I am aware this can be done via notification for new objects, but in this case, there are already a lot of objects in the bucket (>4bn, under ~21M prefixes).
These objects have different sets of tags including some tags which are unnecessary.
I have written a script to check the tags on an object and remove tags that should not be there, but the object count is high enough that even running it on many fast instances will take months or more, with it enumerating one prefix at a time then checking all the objects under it.
Surprisingly, there’s no way to have Lambda invoke on every existing object. I was looking at S3 Batch but the documentation doesn’t do a very good job of explaining how objects are specified – it seems to want a CSV of all objects in the bucket to create the batch, which would seem to be too computationally expensive to reasonably produce.

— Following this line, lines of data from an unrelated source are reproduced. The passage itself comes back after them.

PR #113, opened 2021-06-27
Add integration tests for life cycle

minakawa-daiki:
Implemented integration tests.
First of all, I implemented tests for the container lifecycle and the `create` command, referring to `opencontainers/runtime-tools`.

See `tests/README.md` for how to run the integration tests.

The flow of test execution is not to run `cargo test` directly, but to first generate a binary and then run it via `sudo`.

I am currently trying not to put it on the CI, but will do so if I can.

ref: #56


utam0k:
@minakawa-daiki 
Thank you for the PR. I'll review it later. I'm a little busy so it may be later.

minakawa-daiki:
I'd like to ask about binary generation for tests. Currently, the binary obtained by `cargo test --no-run` has a hash value and cannot be uniquely identified.
The binary obtained by `cargo test --no-run` currently has a hash value and cannot be uniquely identified, so as discussed in the following issue, we parse the json with `--message-format=json` to get the binary filename.
I can't think of a better idea at the moment, but what do you think?

https://github.com/rust-lang/cargo/issues/1924
https://github.com/rust-lang/cargo/issues/3670

utam0k:
@minakawa-daiki 
I think it would be better to make it independent from youki's main code, like oci-spec. And how about writing it in main instead of the test folder as a test tool instead of test? What do you think?

tsturzl:
I agree with @utam0k. It would be best to split this out into another module. I would be really interested in contributing in this area, as I think we'll want to start building out our own test suite for cgroups v2. Maybe we could even make this not a cargo test at all, and so something similar to the oci runtime-tools and use the test anything protocol or similar. This way we can essentially just run the built tests which can invoke a new build of the project and test it. Food for thought.

minakawa-daiki:
I apologize for the delay in my response. It's certainly better to separate it as a testing tool, and I've reminded myself that there's no need to force it to be included in `cargo test`. I'm a little busy with my personal life and will deal with this a little later, but I'll try.

tsturzl:
@minakawa-daiki Let me know if you need any help with this. I think if the effort to break this out into it's own tool is too high that perhaps we allow this change in, and when I have time I can move this into it's own crate which will serve as a place to build out our own integration testing tool. What do you think @utam0k?

utam0k:
> @minakawa-daiki Let me know if you need any help with this. I think if the effort to break this out into it's own tool is too high that perhaps we allow this change in, and when I have time I can move this into it's own crate which will serve as a place to build out our own integration testing tool. What do you think @utam0k?

@tsturzl 
I would like to hear the opinion of the author of this PR and make a decision. If he is busy, I think that's fine.

YJDoc2:
Hey, I was checking the test anything protocol which is used by oci-spec validation tests, and rust has [testanything](crates.io/crates/testanything) crate which provides producer of data for tests as per TAP protocol. I'm not sure how much maintained and active it is, but that might be useful. We can use that as the part of our main program, and take path of youki executable and bundle etc.as cmd options. Then our binary will run all the tests that are in oci-validation tests, written in rust, and produce output using testanything. Maybe that way we won't need to create a complete tool for testing right now, instead just port validation suite, which will be used by us to validate the changes. @minakawa-daiki @tsturzl ?
Also, If you decide to port the tests to rust in some way, let me know , I would like to help.

minakawa-daiki:
@tsturzl @utam0k 
Thank you for your concern!
I'm currently writing the code to migrate using `oci_spec` as a reference. I'll be able to submit a pull request after this, and I hope you'll take a look at that code and decide for yourself!

minakawa-daiki:
@YJDoc2 
I think `testanything` is a very good idea!
I think we can use this to implement it once, and if `testanything` is not active, we can make it a policy to replace the implementation ourselves later. Thanks!

minakawa-daiki:
@utam0k @tsturzl @YJDoc2 
I wrote out the integration test as a test tool.
Since the `integration-test` directory already exists, it is temporarily named `youki-integration-test`.
As an implementation, I used `testanything` that @YJDoc2 taught me. As the first test, I've added tests for the container lifecycle and the `create` command.
Please refer to the `Readme.md` for more information on how to use the tests.
I hope you will review if this is a good policy for now.

youki_integration_test/Cargo.toml
```diff
@@ -0,0 +1,11 @@
...
+name = "youki_integration_test"
+version = "0.1.0"
+edition = "2018"
+
+[dependencies]
+uuid = "0.8"
+rand = "0.8.0"
+tar = "0.4"
+flate2 = "1.0"
+testanything = "0.2.1"
```
utam0k, line 11: How about error handling [anyhow](https://docs.rs/anyhow/1.0.42/anyhow/)?

youki_integration_test/src/main.rs
```diff
@@ -0,0 +1,113 @@
...
+        panic!("Can not initilize test.");
+    }
+    container_create_test(&project_path);
+    if cleanup_test(&project_path).is_err() {
+        panic!("Can not cleanup test.");
+    }
+}
+
+// This tests the entire lifecycle of the container.
+fn life_cycle_test(project_path: &PathBuf) {
```
utam0k, line 35:
```suggestion
fn life_cycle_test(project_path: &Path) {
```
https://rust-lang.github.io/rust-clippy/master/index.html#ptr_arg

youki_integration_test/src/support.rs
```diff
@@ -0,0 +1,96 @@
...
+use std::io;
+use std::{env, fs, path::PathBuf};
+use tar::Archive;
+use testanything::tap_suite_builder::TapSuiteBuilder;
+use testanything::{tap_test::TapTest, tap_test_builder::TapTestBuilder};
+use uuid::Uuid;
+
+pub fn initialize_test(project_path: &PathBuf) -> Result<(), std::io::Error> {
+    let result = prepare_test_workspace(project_path);
+    return result;
```
utam0k, line 13: The `return` is unnecessary.

youki_integration_test/src/support.rs
```diff
@@ -0,0 +1,96 @@
...
+}
+
+pub fn cleanup_test(project_path: &PathBuf) -> Result<(), std::io::Error> {
+    let result = delete_test_workspace(project_path);
+    return result;
```
utam0k, line 18: The `return` is unnecessary.

youki_integration_test/src/support.rs
```diff
@@ -0,0 +1,96 @@
...
+}
+
+pub fn create_project_path() -> PathBuf {
+    let current_dir_path_result = env::current_dir();
+    return match current_dir_path_result {
```
utam0k, line 23: The `return` is unnecessary.

youki_integration_test/src/support.rs
```diff
@@ -0,0 +1,96 @@
...
+
+pub fn test_builder(status: bool, name: &str, diagnostic: &str) -> TapTest {
+    TapTestBuilder::new()
+        .name(name)
+        .passed(status)
+        .diagnostics(&vec![diagnostic])
+        .finalize()
+}
+
+pub fn print_test_results(test_name: &str, tests: Vec<TapTest>) -> () {
```
utam0k, line 55: The `()` is unnecessary.

youki_integration_test/src/command/create.rs
```diff
@@ -0,0 +1,19 @@
+use std::path::PathBuf;
+use std::process::{Command, Stdio};
+
+// TODO Allow to receive arguments.
+// TODO Wrapping up the results
+pub fn exec(project_path: &PathBuf, id: &str) -> bool {
+    let status = Command::new(project_path.join(PathBuf::from("youki")))
```
utam0k, line 7: I think `"youki"` is too hard coding, so how about using an environment, e.g. `RUNTIME`
I think the default value should be youki.

youki_integration_test/src/main.rs
```diff
@@ -0,0 +1,113 @@
...
+    let youki = Container::new(project_path);
```
utam0k, line 36: I felt that the variable name `container_runtime` was a better level of abstraction.

utam0k (changes requested):
Nice!
However, I commented on a few points.
But basically, I think that once the commented parts are fixed, we can merge them and discuss them with the developers to improve the whole` thing. It is good enough for a first prototype.

utam0k:
@minakawa-daiki I ran the test according to the README, and it failed. Is there something wrong with this?
```
 sudo ./youki_integration_test
# Start Create comand test suite
1..6
ok 1 Create a new container test
# This operation must create a new container.
ok 2 Execute state test
# This operation must state the container.
ok 3 Execute start test
# This operation must start the container.
ok 4 Execute state test
# This operation must state the container.
ok 5 Execute kill test
# This operation must kill the container.
not ok 6 Execute delete test
# This operation must delete the container.
# End Create comand test suite
# Start Create comand test suite
1..3
ok 1 create with no ID test
# This operation MUST generate an error if it is not provided a path to the bundle and the container ID to associate with the container.
ok 2 create with ID test
# This operation MUST create a new container.
ok 3 create with an already existing ID test
# If the ID provided is not unique across all containers within the scope of the runtime, or is not valid in any other way, the implementation MUST generate an error and a new container MUST NOT be created.
# End Create comand test suite

```

youki_integration_test/src/command/create.rs
YJDoc2: What would be your thoughts on using cmd args instead of env vars? That way we user won't have to define env vars specifically for this purpose, and it might make more sense to pass those as args to the command, rather than to set them as general env vars.

YJDoc2:
Would it be possible , that instead of relying on panic as indication of test failure, we take the result of spawned process, along with its stderr, and accordingly set status and error message? That way we can have more information on why the test failed.
The process ExitStatus implements fmt , so it can convert the exit code of the process to readable string, and we might be able to use it as an error message.

tsturzl:
I agree with @YJDoc2. I think that would provide more context. And in one of @utam0k's review comments he mentions using the `anyhow` crate that we use heavily in youki already. I think that could give you a lot of useful tools for dealing with errors, and should be pretty simple to add.

YJDoc2:
@utam0k I pulled this PR and ran tests as stated, several times, but all tests give ok for me consistently. :thinking: :thinking:

minakawa-daiki:
As for the error messages, I'll change the implementation to use `anyhow`.
Please wait for a while as we will respond to other reviews as they come in.
The reason why the test fails is not yet known, so we are investigating.

youki_integration_test/src/command/create.rs
minakawa-daiki: @utamoku What do you think about this?
My feeling is that when comparing `env vars` and `cmd args`, `env vars` is basically unchanged and users are expected to use default values, while `cmd args` is assumed to be specified by users.
In this case, I think `env vars` is fine because it is basically used with `youki`, but `cmd args` may be an option if you are considering using a runtime other than `youki` in the future.

minakawa-daiki:
@utamoku Corrected the reviews we received except for the hard coding of the `youki` command.
I have commented on the hard coding of the `youki` command separately, so please check it.

utam0k:
Sorry, It had nothing to do with this PR, so I sent out a PR to fix it.
https://github.com/containers/youki/pull/165
> @utam0k I pulled this PR and ran tests as stated, several times, but all tests give ok for me consistently. thinking thinking

utam0k (approved):
This is a great PR move. And it is one of the most needed features in youki right now. However, I think there are still many things to be developed in this PR. Let's merge it once and improve it together.

PR #116, opened 2021-06-30
add comments in intergration_test.sh about test case that runc no paas

TinySong:
add some comments for this issue. https://github.com/containers/youki/issues/27#issuecomment-859488845
then https://github.com/containers/youki/issues/27 can be closed.


utam0k (approved):
thanks!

Is there anything I’m overlooking here that can do this painlessly at the required scale?
2
Answers
You cannot invoke Lambdas using any AWS feature for existing objects, you can only invoke for new uploaded objects.
For the existing ones, you need to manually create a script to get all of them depending on your tags or something, put the list in CSV or something, then use S3 batch.

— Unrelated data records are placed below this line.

PR #117, opened 2021-06-30
remove unnecessary clone() in create.rs

utam0k:
I will try to make create.rs easier to understand little by little.

### DIFF
--- a/src/create.rs
+++ b/src/create.rs
@@ -120,6 +120,7 @@ impl Create {
         Ok(())
     }
 }
+
 /// Fork the process and actually start the container process
 fn run_container<P: AsRef<Path>>(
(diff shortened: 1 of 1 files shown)


utam0k:
The create.rs should be split up more, but I don't have a good idea how to split it up, so if you have any suggestions, please let me know.

Furisto (approved):

Furisto:
@utam0k I plan to move the create.rs code to a builder, so that we can reuse it in exec and in tests. This should give me more ideas on how to organize it.

utam0k:
@Furisto Your idea sounds good to me. Since I think it's fine to proceed in that direction, but I'd really like to hear other developer's opinions, could you create an issue about it?

Issue #24, opened 2021-05-23
Support for systemd cgroup driver


utam0k:
I'm considering supporting podman, but I don't know the details of podman, so I'm looking for opinions.
I don't know what features youki lacks to support podman yet.
I'm also looking for people to support this issue.

stappersg:
If I understand correct  opens `podman` the path to _IPv6_ support.

utam0k:
@stappersg 
Thank you for your valuable information! I don't understand much about it yet, but what kind of implemental do you need to accomplish this?
> If I understand correct opens podman the path to IPv6 support.

tsturzl:
Has anyone tried dropping Youki into Podman as a runtime? I've only used Podman a handful of times, but I don't believe there is a whole lot different from docker. It seems like a good starting off point would be to see if how they work together.

tsturzl:
@stappersg I'm actually working on the network cgroup controller right now. So far as I can tell the network subsystem of cgroups doesn't really seem to be concerned with the transport layer you're mostly configuring the priority of each interface irrespective to the IP layer. So I wouldn't assume anything special needs to be done to support IPv6, but I could be wrong.

utam0k:
I've rarely tried the podman, and when I tried it this past weekend, it seemed to lack support for some of the arguments passing to the youki.
I haven't looked deeper into the details yet.

utam0k:
Unlike docker, the podman allows you to specify a container runtime when creating a container, which is useful when using container runtimes other than the runc. For this reason, I think it is good to support it as much as possible.

stappersg:
Elaborating my humble
> If I understand correct  opens `podman` the path to _IPv6_ support.

I do like the idea of an OCI runtime implemented in Rust.
Please do things different (and possible better) as Docker. One such thing is supporting _IPv6_.

My websearch on _"Podman IPv6"_ learnt me that it would make sense to tell about a possible road to success on _IPv6_ support in `youki`.

utam0k:
@stappersg 
Thanks for the advice! Let me clarify the situation a bit.
It is the same container layer software as youki and runc. This means that youki is the software used by Docker, and podman is software in the same layer as Docker. This issue tries to support podman.
Is it correct that if youki will support podman, then podman has IPv6 support and therefore youki has IPv6 support?

nimrodshn:
@utam0k It looks like `podman` is using [conmon](https://github.com/containers/conmon) to run the container runtime[1][2]

[...]

PR #120, opened 2021-07-02
[WIP] Initial implementation of resource-control via systemd and dbus

nimrodshn:
## What this does?
Adds easy API for interacting with systemd via dbus (namely creating units), using this we can apply [resource control](https://www.freedesktop.org/software/systemd/man/systemd.resource-control.html) via systemd.

Please note: I try to align with [runc's](https://github.com/opencontainers/runc/blob/6023d635d725a74c6eaa11ab7f3c870c073badd2/docs/systemd.md#systemd-cgroup-driver) approach in this line of work to walk in the steps of giants.

TODO: 

- [ ] Implement the "controllers" abstraction for each resource supported by `systemd` properties. (Traits and respective implementation).
- [ ] Finish implementing `start_transient_unit_for_container` which eventually applies the properties to the newly created unit associated with the container (the last `for` loop doesn't compile in the current vesion :cry: ). The bindings generated to the dbus interfaces are used using the following command: ```> dbus-codegen-rust -s -g -m None -d org.freedesktop.systemd1 -p /org/freedesktop/systemd1``` (See https://github.com/diwic/dbus-rs)

Related issue: #24 

cc: @utam0k @Furisto


src/dbus/client.rs
```diff
@@ -15,19 +18,90 @@ impl Client {
...
+        } else {
+            properties.push(PropSlice::new(slice).into());
+        }
+
+        proxy.start_transient_unit(unit_name, "replace", properties, vec![])?;
         Ok(())
     }
 }
+
+type Property = (&'static str, Variant<Box<dyn RefArg>>);
```
nimrodshn, line 56: I'm considering using a procedural macro to derive all these helper structs and their impls.

nimrodshn: Or I can keep it simple and just write the tuples directly.

utam0k:
@nimrodshn Is there anything I can do to help?

nimrodshn:
@utam0k Sorry I was busy with other projects :cry: I will try and get some work on this soon..

utam0k:
@nimrodshn I understand. You can do it at your own pace. I was a little worried because you've been contributing to youki quite a bit.

nimrodshn:
@utam0k  Sorry I was busy with life :sweat_smile: . I will try to advance this asap.

@Furisto suggested I make the resource control part modular (similar to how we provide `Controller` impls for each controller type, e.g. memory, io etc.) How do you envision that API work here? Should we pass a list of controllers to `start_transient_unit_for_container` in addition to `LinuxResources`? As These are provided statically in each cgroups manager (For example [here](https://github.com/containers/youki/blob/main/src/cgroups/v2/manager.rs#L28-L36).) - I think that might be a simple solution that way this dbus client could be used both for `v1` and `v2` systemd cgroup managers.

Furisto:
@nimrodshn My idea was that the dbus client should not know anything about resources or controllers. The responsibility of the dbus client is to communicate with systemd and nothing else. The responsibility of the controllers is to translate the resource restrictions described in the spec to systemd properties. 
That means they get passed in a `Resource` and return back properties. We collect these properties from the controllers (and maybe additional ones that are created by the cgroup manager directly like for pids) and hand them over do the dbus client. Should systemd support further resources in the future we can just add another controller without having to touch the surrounding code. 

You do not need to implement it exactly like this though, if you think you have a better idea, go for it.

Furisto:
@nimrodshn Can I support you in any way?

nimrodshn:
@Furisto No I'm good thanks! I just came back to this :smile:

utam0k:
@nimrodshn Hi! Can I ask you to write out the remaining work?

nimrodshn:
@utam0k  Wrote the work to be done in the PRs description :arrow_up:

utam0k:
@nimrodshn Thanks! Let me know if you are busy or need any help. This isn't going to be included in the first release of youki, so taking it slow is fine. Please don't feel pressured. We need your help, I'll be waiting for you to come back ;)

nimrodshn:
Thanks @utam0k currently finding it hard to work on open source :crying_cat_face: as I'm in between jobs so taking it one step at a time :smile_cat:

utam0k:
> Thanks @utam0k currently finding it hard to work on open source  as I'm in between jobs so taking it one step at a time

Of course, there are times like that. No problem. I'm waiting for this PR to be open, so let me know when you have more time. If you have plans, please let me know.

utam0k:
We'll continue here. @nimrodshn Thanks a lot.
#451

PR #122, opened 2021-07-04
make String to signal conversion more simplify by using a Trait.

utam0k:


src/signal.rs
```diff
@@ -3,40 +3,46 @@
...
-        "25" | "XFSZ" | "SIGXFSZ" => SIGXFSZ,
-        "26" | "VTALRM" | "SIGVTALRM" => SIGVTALRM,
-        "27" | "PROF" | "SIGPROF" => SIGPROF,
-        "28" | "WINCH" | "SIGWINCH" => SIGWINCH,
-        "29" | "IO" | "SIGIO" => SIGIO,
-        "30" | "PWR" | "SIGPWR" => SIGPWR,
-        "31" | "SYS" | "SIGSYS" => SIGSYS,
-        _ => bail! {"{} is not a valid signal", signal},
-    })
+pub trait ToSignal<From = Self> {
```
Furisto, line 6: Couldn't we use TryInto instead? Or do you want to avoid consuming the String?

nimrodshn: +1 for implementing `From` for `String` - it can even be for `&String` if you do not wish to consume the String.

nimrodshn:
Also. @utam0k please squash commits if possible.

src/signal.rs
utam0k: I also think that might be better in this case, but I can't do it because of the following limitations.
https://doc.rust-lang.org/stable/error-index.html#E0117

Furisto: Hmm, you are right. Then this seems to be the best way.

Furisto (approved):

https://docs.aws.amazon.com/AmazonS3/latest/userguide/batch-ops-create-job.html
Amazon S3 Inventory can provide a daily or weekly CSV file listing all objects in a bucket.
You could write a program that then invokes an AWS Lambda function for each object. Due to the large number of existing objects, this is probably best done by sending messages to an Amazon SQS queue and then trigger the Lambda function from the queue.